## [Your assignment]
Gather each line of the entries below that includes "supported".

[Exercise materials — start]

PR #6270, opened 2017-05-10
Make bokehjs work in IE again and improve tests

### LINKED ISSUE #6212: Issue with test build 0.12.6dev3 on Windows 7 with IE11
I encountered an issue with test build 0.12.6dev3 uisng IE11 on Windows 7 with Python 3.5.3

Using the code below from the User Guide Getting Started page.

```python

# prepare some data
x = [1, 2, 3, 4, 5]
y = [6, 7, 2, 4, 5]

# output to static HTML file
output_file("lines.html")

# show the results
show(p)
```

Expected result
good_simple_line

Actual result:

bokeh_obj_doesnt_support

In Chrome, with the above configuration, the result is as expected.

Build 0.12.6dev2 does not have this issue.

mattpap:
fixes #6212

### DIFF
--- a/bokehjs/src/coffee/models/plots/plot_canvas.coffee
+++ b/bokehjs/src/coffee/models/plots/plot_canvas.coffee
@@ -589,8 +589,11 @@ export class PlotCanvasView extends DOMView
 
     ctx.restore()  # Restore to default state
 
-    event = new Event("bokeh:rendered", {detail: @})
-    window.dispatchEvent(event)
+    try
+      event = new Event("bokeh:rendered", {detail: @})
+      window.dispatchEvent(event)
+    catch
+      # new Event() is not supported on IE.
 
   _on_resize: () ->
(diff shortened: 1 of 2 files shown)


bryevdv:
What versions of IE do not support `Event`?  having a "renderered" event that e.g. `js_on_event` can respond to would be useful on all platforms.

mattpap:
This is event is for testing purpose, so it doesn't matter. This will be replaced anyway with proper rendering heuristic. Event constructors are supported only in Edge. It's possible to construct those events in IE with other methods, but once again, no need for this.

al6ayb:
Hi,
the issue of IE not supported still persists. Even on 0.12.6. Latest I could manage to produce working output on IE is on 0.12.6dev2

bryevdv:
@al6ayb please make a new separate issue, with more information (exact library, OS, browser versions) as well as JavaScript console output

PR #6281, opened 2017-05-11
Add plumbing for streaming and patching annoations

### LINKED ISSUE #4872: Arrows not updating from streaming data source
Hi, maybe I am doing it all wrong (I assume the documentation is WIP for app plots, events and stuff), but I am trying to plot arrows that are not annotations (my exact use case is drawing a directed graph)  and I can't get it to work.
The graph changes over time so I would like to write something like what I would do with Segments:

``` python
renderer = plot.arrow(end=Arrow(...), x0='x0', y0='y0', x1='x1', y1='y1', source=links)
```

Unfortunately, writing `plot.add_layout(Arrow(...), ..., source=links))` doesn't work. It don't know what exactly goes wrong, but nothing gets displayed. It might be that the render isn't updated as the source changes (I am updating it with `source.stream(new_data)` and the source is initially empty).

I am going to investigate to do it with something like [custom glyphs](http://bokeh.pydata.org/en/latest/docs/user_guide/extensions.html#putting-it-together) but as I am not really fluent in js/coffee I may not achieve it that way either (that's why I am bringing this up here). Did I miss something? Is there a reason why arrows are annotations and not glyphs?

bryevdv:
fixes #4872

Arrow, Band, and LabelSet were missing signal connections to `source.streaming` and `source.patching` necessary for these annotations to update when their data sources are streamed or patched.

This PR adds the missing signal connections. When reasonable, a `request_render` was moved to `set_data` (this is ok when there is not any CSS/dom rendering path)

Test case:

```
from random import randrange
from bokeh.io import curdoc
from bokeh.models import ColumnDataSource, Arrow, NormalHead

plot = figure(x_range=(0, 10), y_range=(0, 10))
source = ColumnDataSource(data={'x0': [], 'y0': [], 'x1': [], 'y1': []})
# if the plot only contains annotations it screws up range and scrolling
plot.circle(x=0, y=0)
plot.add_layout(
        Arrow(end=NormalHead(size=4), x_start='x0', y_start='y0', x_end='x1',
        y_end='y1', source=source))

def callback():
    source.stream({k: [randrange(10) for _ in range(5)] for k in ('x0', 'y0', 'x1', 'y1')})

curdoc().add_root(layout([[plot]]))
curdoc().add_periodic_callback(callback, 1000)
```

Results in:

screen shot 2017-05-11 at 18 21 05

### DIFF
--- a/bokehjs/src/coffee/models/annotations/arrow.coffee
+++ b/bokehjs/src/coffee/models/annotations/arrow.coffee
@@ -15,13 +15,14 @@ export class ArrowView extends AnnotationView
   connect_signals: () ->
     super()
     @connect(@model.change, () => @plot_view.request_render())
-    @connect(@model.source.change, () ->
-      @set_data(@model.source)
-      @plot_view.request_render())
+    @connect(@model.source.streaming, () -> @set_data(@model.source))
+    @connect(@model.source.patching, () -> @set_data(@model.source))
+    @connect(@model.source.change, () -> @set_data(@model.source))
 
   set_data: (source) ->
     super(source)
     @visuals.warm_cache(source)
+    @plot_view.request_render()
 
   _map_data: () ->
     if @model.start_units == 'data'
--- a/bokehjs/src/coffee/models/annotations/label_set.coffee
+++ b/bokehjs/src/coffee/models/annotations/label_set.coffee
@@ -22,11 +22,23 @@ export class LabelSetView extends TextAnnotationView
       @connect(@model.change, () ->
         @set_data(@model.source)
         @render())
+      @connect(@model.source.streaming, () ->
+        @set_data(@model.source)
+        @render())
+      @connect(@model.source.patching, () ->
+        @set_data(@model.source)
+        @render())
       @connect(@model.source.change, () ->
         @set_data(@model.source)
         @render())
     else
       @connect(@model.change, () ->
+        @set_data(@model.source)
+        @plot_view.request_render())
+      @connect(@model.source.streaming, () ->
+        @set_data(@model.source)
+        @plot_view.request_render())
+      @connect(@model.source.patching, () ->
         @set_data(@model.source)
         @plot_view.request_render())
       @connect(@model.source.change, () ->
--- a/bokehjs/src/coffee/models/annotations/band.coffee
+++ b/bokehjs/src/coffee/models/annotations/band.coffee
@@ -10,13 +10,14 @@ export class BandView extends AnnotationView
 
   connect_signals: () ->
     super()
-    @connect(@model.source.change, () ->
-      @set_data(@model.source)
-      @plot_view.request_render())
+    @connect(@model.source.streaming, () -> @set_data(@model.source))
+    @connect(@model.source.patching, () -> @set_data(@model.source))
+    @connect(@model.source.change, () -> @set_data(@model.source))
 
   set_data: (source) ->
     super(source)
     @visuals.warm_cache(source)
+    @plot_view.request_render()
 
   _map_data: () ->
     x_scale = @plot_view.frame.xscales[@model.x_range_name]


bokehjs/src/coffee/models/annotations/label_set.coffee
```diff
@@ -22,13 +22,25 @@ export class LabelSetView extends TextAnnotationView
...
     else
       @connect(@model.change, () ->
         @set_data(@model.source)
         @plot_view.request_render())
+      @connect(@model.source.streaming, () ->
+        @set_data(@model.source)
+        @plot_view.request_render())
+      @connect(@model.source.patching, () ->
+        @set_data(@model.source)
+        @plot_view.request_render())
```
bryevdv: @mattpap is it possible to connect multiple signals to the same callback with one call to `@connect`

bokehjs/src/coffee/models/annotations/arrow.coffee
```diff
@@ -15,13 +15,14 @@ export class ArrowView extends AnnotationView
...
-      @set_data(@model.source)
-      @plot_view.request_render())
+    @connect(@model.source.streaming, () -> @set_data(@model.source))
+    @connect(@model.source.patching, () -> @set_data(@model.source))
+    @connect(@model.source.change, () -> @set_data(@model.source))
 
   set_data: (source) ->
     super(source)
     @visuals.warm_cache(source)
+    @plot_view.request_render()
```
canavandl: since `set_data` is called in the arrow `initialize` statement, is the arrow rendered twice on the page load? (and same with the other annotations?)

bokehjs/src/coffee/models/annotations/label_set.coffee
mattpap: Currently not, but you wouldn't depend on this anyway. There is an intrinsic order of running callbacks (slots), which is in order of connection, but it's preferable that if you have a chain of actions happening in order for a given signal, you should state this explicitly like in this code. There are no other guarantees, so there may be interruptions between slots or even batches of slots running in different stack frames.

bokehjs/src/coffee/models/annotations/arrow.coffee
bryevdv: `request_render` actually precipitates a call to `throttled_render` so I'm not overly worried about it. I guess I'd rather have the mental model that  setting new data always implies a corresponding request to render in any case. `set_data` doesn't actually trigger any changes in the data source, so that can't be what was causing a render previously anyway. My guess is that lots of things are requesting renders around startup. But repeated calls to `request_render` within the throttle window should have no effect. (That was really the intent of `request_render`, to reduce the bookkeeping burden on developers).

I think if we wanted to prevent multiple renders on startup the cleanest way would just be to have a synchronization condition. I.e. *no* render ever happens until some condition is met, such as "all models have passed initialization" then after condition is met, the  flag blocking `render` is flipped, and a `request_render` is issued.

bryevdv: Meant to add: and maybe that's worth doing, but it should be a separate issue.

bokehjs/src/coffee/models/annotations/label_set.coffee
bryevdv: Fair enough. What about this to clean things up some then?
```
index 0981da9e8..d57912e91 100644
--- a/bokehjs/src/coffee/models/annotations/label_set.coffee
+++ b/bokehjs/src/coffee/models/annotations/label_set.coffee
@@ -8,15 +8,21 @@ export class LabelSetView extends TextAnnotationView
   initialize: (options) ->
     super(options)

-    @set_data(@model.source)
-
     if @model.render_mode == 'css'
       for i in [0...@_text.length]
         @title_div = div({class: 'bk-annotation-child', style: {display: "none"}})
         @el.appendChild(@title_div)

+    @set_data(@model.source)
+
   connect_signals: () ->
     super()
+    @connect(@model.change, () => @plot_view.request_render())
+    @connect(@model.source.streaming, () -> @set_data(@model.source))
+    @connect(@model.source.patching, () -> @set_data(@model.source))
+    @connect(@model.source.change, () -> @set_data(@model.source))
+
+
     if @model.render_mode == 'css'
       # dispatch CSS update immediately
       @connect(@model.change, () ->
@@ -48,6 +54,10 @@ export class LabelSetView extends TextAnnotationView
   set_data: (source) ->
     super(source)
     @visuals.warm_cache(source)
+    if @model.render_mode == 'css'
+      render()
+    else
+      @plot_view.request_render())

   _map_data: () ->
     xscale = @plot_view.frame.xscales[@model.x_range_name]
```

bryevdv: Summary: move the canvas/css test to `set_data` and call `render`/`request_render` there appropriately.

bryevdv: Alternatively can add a separate `set_data_and_render` function and keep `set_data` as it is. Could do that in response to @canavandl comment above too.

bokehjs/src/coffee/models/annotations/arrow.coffee
canavandl: Definitely another issue. Thanks for clarifying.

bokehjs/src/coffee/models/annotations/label_set.coffee
canavandl: That might be a little cleaner, but i'm not opposed to the PR as-is.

[Exercise materials — finish]

## [Completed task]
+      # new Event() is not supported on IE.
This is event is for testing purpose, so it doesn't matter. This will be replaced anyway with proper rendering heuristic. Event constructors are supported only in Edge. It's possible to construct those events in IE with other methods, but once again, no need for this.
the issue of IE not supported still persists. Even on 0.12.6. Latest I could manage to produce working output on IE is on 0.12.6dev2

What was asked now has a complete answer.